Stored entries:
PR #10, opened 2023-05-30
🏗️ (project) add Ralph LRS to the development stack

lebrunthibault:
## Purpose

We want warren to query ralph LRS as opposed to directly query the database backend (elasticsearch).
To do so, having ralph in the docker compose would be easier than running both projects locally.

## Proposal
Integrate fundocker/ralph into the docker-compose.yml

- [x] create the docker compose ralph service
- [x] configure the ralph service so that it queries the elastic setup in the elasticsearch service

PR #22, opened 2023-06-19
✨(backend) implement addition operation for VideoDayViews class

lebaudantoine:
## Purpose

Add new functionnalities on `VideoDayViews` class and prevent potentiel issue on `VideoViews`.

## Proposal

Added `__add__` and `__radd__` methods to `VideoDayViews` class for left-sided or right-sided addition operations

In the `VideoViews` class, there was a potential issue where the total and daily_views attributes could become desynchronized, causing bugs. To address this, `total` is now a read-only property that is dynamically computed based on the `daily_views` value.

Minor improvement: The current implementation recomputes the `total` property every time its value is accessed, which may impact performance. To mitigate this, I propose using the `@cached_property` decorator, which computes the value only once. However, it is important to ensure that the cached value of `total` is updated whenever `daily_views` changes. I would address this improvement in a next PR.

### DIFF
--- a/CHANGELOG.md
+++ b/CHANGELOG.md
@@ -15,5 +15,6 @@ and this project adheres to
 - Bootstrap base backend boilerplate
 - Implement video views endpoint
 - Bootstrap base frontend boilerplate using turborepo
+- Add addition on `VideoDayViews` class, prevent potential issue on `VideoViews`
 
 [unreleased]: https://github.com/openfun/warren
--- a/src/backend/plugins/video/warren_video/api.py
+++ b/src/backend/plugins/video/warren_video/api.py
@@ -35,8 +35,12 @@ class VideoDayViews(BaseModel):
 class VideoViews(BaseModel):
     """Model to represent video views."""
 
-    total: int
     daily_views: List[VideoDayViews]
+
+    @property
+    def total(self):
+        """Total of daily views."""
+        return sum(self.daily_views)
 
 
 @router.get("/{video_id:path}/views")
--- a/src/backend/plugins/video/warren_video/api.py
+++ b/src/backend/plugins/video/warren_video/api.py
@@ -23,6 +23,14 @@ class VideoDayViews(BaseModel):
     day: Date
     views: int = 0
 
+    def __add__(self, other):
+        """Emulates addition, left member."""
+        return self.views + other
+
+    def __radd__(self, other):
+        """Emulates addition, right member."""
+        return self.views + other
+
 
 class VideoViews(BaseModel):
     """Model to represent video views."""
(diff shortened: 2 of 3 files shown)


src/backend/plugins/video/warren_video/api.py
```diff
@@ -23,13 +23,25 @@ class VideoDayViews(BaseModel):
...
+        return self.views + other
+
 
 class VideoViews(BaseModel):
     """Model to represent video views."""
 
-    total: int
     daily_views: List[VideoDayViews]
 
+    @property
```
lebrunthibault, line 40: Attention : properties are not serialized by pydantic and so total would be removed from the api response.
We could keep the normal total field and set it in the __init__ method
With pydantic v2 we would be able to use computed fields

lebrunthibault (changes requested):

CHANGELOG.md
```diff
@@ -15,5 +15,6 @@ and this project adheres to
 - Bootstrap base backend boilerplate
 - Implement video views endpoint
 - Bootstrap base frontend boilerplate using turborepo
+- Add addition on `VideoDayViews` class, prevent potential issue on `VideoViews`
```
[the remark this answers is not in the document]
lebaudantoine: Actually it is, using the `+` before with `VideoDayViews` would trigger an error.

src/backend/plugins/video/warren_video/api.py
lebaudantoine: If we do what you suggest, we lose the interest of this PR:

lebaudantoine: Two quick workarounds :

CHANGELOG.md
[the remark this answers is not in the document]
lebrunthibault: I'm not sure but I think it's meant to be from the api user perspective point of view (see for example : https://github.com/openfun/warren/pull/10#discussion_r1211651520, to be confirmed)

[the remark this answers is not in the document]
lebaudantoine: I think, what @jmaupetit meant was, changes on dev setup, docker setup, etc.. are not meant to be tracked in the changelog.
These changes add functionalities to the warren package, thus for the user using the package. Let's quickly double-check during the standup.

src/backend/plugins/video/warren_video/api.py
lebaudantoine: What do you think about calling explicitly the property while returning the object @lebrunthibault?

lebrunthibault: This idea is interesting I think we should keep it. The dict override might not solve the problem because it will not override the json() method (used for json serialization I think).
pydantic v2 would be great but I understand its not yet ready for production user.

I would consider a solution of this type :

```python
class Histogram(BaseModel):
    """Histogram over a day range."""

    day_totals: List[HistogramDay]
    total: int

    def __init__(self, **data):
        """Instantiate a histogram from a list of day totals."""
        data["total"] = 0

        super().__init__(**data)

        self.total = sum(day.total for day in self.day_totals)
```

or a factory method `make_histogram(days: List[HistogramDays]) -> Histogram` would also be possible but would make it possible to instantiate an unsynced Histogram by itself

Work task
All of the data above should be reproduced word for word.

Answer space
PR #10, opened 2023-05-30
🏗️ (project) add Ralph LRS to the development stack

lebrunthibault:
## Purpose

We want warren to query ralph LRS as opposed to directly query the database backend (elasticsearch).
To do so, having ralph in the docker compose would be easier than running both projects locally.

## Proposal
Integrate fundocker/ralph into the docker-compose.yml

- [x] create the docker compose ralph service
- [x] configure the ralph service so that it queries the elastic setup in the elasticsearch service

PR #22, opened 2023-06-19
✨(backend) implement addition operation for VideoDayViews class

lebaudantoine:
## Purpose

Add new functionnalities on `VideoDayViews` class and prevent potentiel issue on `VideoViews`.

## Proposal

Added `__add__` and `__radd__` methods to `VideoDayViews` class for left-sided or right-sided addition operations

In the `VideoViews` class, there was a potential issue where the total and daily_views attributes could become desynchronized, causing bugs. To address this, `total` is now a read-only property that is dynamically computed based on the `daily_views` value.

Minor improvement: The current implementation recomputes the `total` property every time its value is accessed, which may impact performance. To mitigate this, I propose using the `@cached_property` decorator, which computes the value only once. However, it is important to ensure that the cached value of `total` is updated whenever `daily_views` changes. I would address this improvement in a next PR.

### DIFF
--- a/CHANGELOG.md
+++ b/CHANGELOG.md
@@ -15,5 +15,6 @@ and this project adheres to
 - Bootstrap base backend boilerplate
 - Implement video views endpoint
 - Bootstrap base frontend boilerplate using turborepo
+- Add addition on `VideoDayViews` class, prevent potential issue on `VideoViews`
 
 [unreleased]: https://github.com/openfun/warren
--- a/src/backend/plugins/video/warren_video/api.py
+++ b/src/backend/plugins/video/warren_video/api.py
@@ -35,8 +35,12 @@ class VideoDayViews(BaseModel):
 class VideoViews(BaseModel):
     """Model to represent video views."""
 
-    total: int
     daily_views: List[VideoDayViews]
+
+    @property
+    def total(self):
+        """Total of daily views."""
+        return sum(self.daily_views)
 
 
 @router.get("/{video_id:path}/views")
--- a/src/backend/plugins/video/warren_video/api.py
+++ b/src/backend/plugins/video/warren_video/api.py
@@ -23,6 +23,14 @@ class VideoDayViews(BaseModel):
     day: Date
     views: int = 0
 
+    def __add__(self, other):
+        """Emulates addition, left member."""
+        return self.views + other
+
+    def __radd__(self, other):
+        """Emulates addition, right member."""
+        return self.views + other
+
 
 class VideoViews(BaseModel):
     """Model to represent video views."""
(diff shortened: 2 of 3 files shown)


src/backend/plugins/video/warren_video/api.py
```diff
@@ -23,13 +23,25 @@ class VideoDayViews(BaseModel):
...
+        return self.views + other
+
 
 class VideoViews(BaseModel):
     """Model to represent video views."""
 
-    total: int
     daily_views: List[VideoDayViews]
 
+    @property
```
lebrunthibault, line 40: Attention : properties are not serialized by pydantic and so total would be removed from the api response.
We could keep the normal total field and set it in the __init__ method
With pydantic v2 we would be able to use computed fields

lebrunthibault (changes requested):

CHANGELOG.md
```diff
@@ -15,5 +15,6 @@ and this project adheres to
 - Bootstrap base backend boilerplate
 - Implement video views endpoint
 - Bootstrap base frontend boilerplate using turborepo
+- Add addition on `VideoDayViews` class, prevent potential issue on `VideoViews`
```
[the remark this answers is not in the document]
lebaudantoine: Actually it is, using the `+` before with `VideoDayViews` would trigger an error.

src/backend/plugins/video/warren_video/api.py
lebaudantoine: If we do what you suggest, we lose the interest of this PR:

lebaudantoine: Two quick workarounds :

CHANGELOG.md
[the remark this answers is not in the document]
lebrunthibault: I'm not sure but I think it's meant to be from the api user perspective point of view (see for example : https://github.com/openfun/warren/pull/10#discussion_r1211651520, to be confirmed)

[the remark this answers is not in the document]
lebaudantoine: I think, what @jmaupetit meant was, changes on dev setup, docker setup, etc.. are not meant to be tracked in the changelog.
These changes add functionalities to the warren package, thus for the user using the package. Let's quickly double-check during the standup.

src/backend/plugins/video/warren_video/api.py
lebaudantoine: What do you think about calling explicitly the property while returning the object @lebrunthibault?

lebrunthibault: This idea is interesting I think we should keep it. The dict override might not solve the problem because it will not override the json() method (used for json serialization I think).
pydantic v2 would be great but I understand its not yet ready for production user.

I would consider a solution of this type :

```python
class Histogram(BaseModel):
    """Histogram over a day range."""

    day_totals: List[HistogramDay]
    total: int

    def __init__(self, **data):
        """Instantiate a histogram from a list of day totals."""
        data["total"] = 0

        super().__init__(**data)

        self.total = sum(day.total for day in self.day_totals)
```

or a factory method `make_histogram(days: List[HistogramDays]) -> Histogram` would also be possible but would make it possible to instantiate an unsynced Histogram by itself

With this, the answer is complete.